Sex is another risk factor for a Covid‐19 infection in the general population. 55 In our mastocytosis cohort, PCR‐proven Covid‐19 infections were recorded in two female patients. In the report of Giannetti et al., most patients (13/24) with mastocytosis with Covid‐19 infection were female. This differs from the general population and patients with CML. In the general population significantly more males were found in the cohort of patients with Covid‐19. 55 In patients with CML and Covid‐19, the f:m ratio differs between the published cohorts. 43 , 56 Likewise, in our CML‐patients with Covid‐19 infections 50% were male, like in the report of Bonifacio et al. with 56%. 43 In other studies, the percentage of male CML patients with proven Covid‐19 infection was higher (up to 90%). 43 , 56 Despite these differences among the studies, overall, the f:m ratio reported in CML is closer to the f:m ration in the general population compared to the data reported from the mastocytosis cohorts. Regarding these differences between mastocytosis patients and the general population or CML patients it must be considered that in line with literature, more females were found in our mastocytosis cohort. 57 This female predominance in the study cohort might have contributed to the differences in the f:m ration in comparison to the general population and CML patients.
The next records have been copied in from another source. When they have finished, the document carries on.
PR #770, opened 2026-08-12
perf(contradiction): batch the semantic per-candidate LLM judge (A61)

arkash20:
## The cost bug

The semantic contradiction path fired **one `complete_json` (gpt-nano) call per candidate**, up to the candidate cap (20). So each newly-embedded memory triggered ~20 nano judge calls — and prod (~442 memories/hr, ~86% one tenant's own agent fleet) was making **~10.8k OpenAI calls/hr** on only ~56 searches + 67 writes (~90 calls/op) → **~$250 every 2–3 days**. Not a loop — the *designed* per-candidate fan-out × memory volume.

## The fix — one batched judge call

- **`_llm_contradiction_check_batch`**: a single `complete_json` listing the NEW statement + all candidates; returns one raw judgment per candidate, **aligned to input order**; a missing/malformed entry defaults to a **safe non-contradiction** (never fabricates or drops one).
- **`_detect` Path 2**: a single candidate keeps the direct per-candidate call; **≥2 candidates (the prod cost driver) go through the batched call**. Both feed the **same** `_judge_contradiction` gates (Gate 1 cross-subject, Gate 2 non_conflict_reason, `_pick_older` direction) → verdict/status/supersede semantics unchanged (the golden differential test still passes).
- The batched prompt also emits per-candidate **`relationship`/`diagnosis`**, so the A55 engine-ON conflict-record write can reuse it with **no second LLM call** — **one call serves both** the flag-off (legacy detector) and flag-on (engine) arms.

**~N× fewer LLM calls per memory (up to ~20×).** Cheaper stopgap if needed: drop the candidate cap 20→5. Key-splitting is attribution only, not cost.

## No-degradation evidence

- **Deterministic:** 169 contradiction tests pass, incl. the **golden differential** (status/supersede byte-identical). Batching changes only *how raws are produced*, not the gates.
- **Real-LLM wet test:** seeded 4 similar "Dan lives in Tel Aviv…" facts, wrote the contradicting "Dan lives in Haifa now." Logs show the batch path exercised (`candidates_initial=2/3`); detection fired correctly — all 4 Tel Aviv → `conflicted`, Haifa → `supersedes_id` set. Same effect, one batched call.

The risk for Covid‐19 infections increased with age. 8 , 52 , 53 , 54 In line with this observation, the two patients with mastocytosis and a Covid‐19 infection reported in this study were 52 and 82 years of age. Similarly, the majority of mastocytosis patients with Covid‐19 infections reported in the study of Giannetti et al. were aged above 50 years. 46 This data are in line with data from the general population. In contrast, our CML patients with Covid‐19 infections were significantly younger compared to those without Covid‐19. However, Covid‐19 positive CML patients were also more frequently active workers as reported by Bonifacio et al. 43 In this regard, one could speculate, that everyday life circumstances could have contributed to this discrepancy to the general population. To avoid an infection with Covid‐19, elderly retired patients with CML had a better chance to remain in isolation and to avoid contact with other people. In contrast, younger active working patients had to have social contact of some sort. This most probably increased their risk of a Covid‐19 infection.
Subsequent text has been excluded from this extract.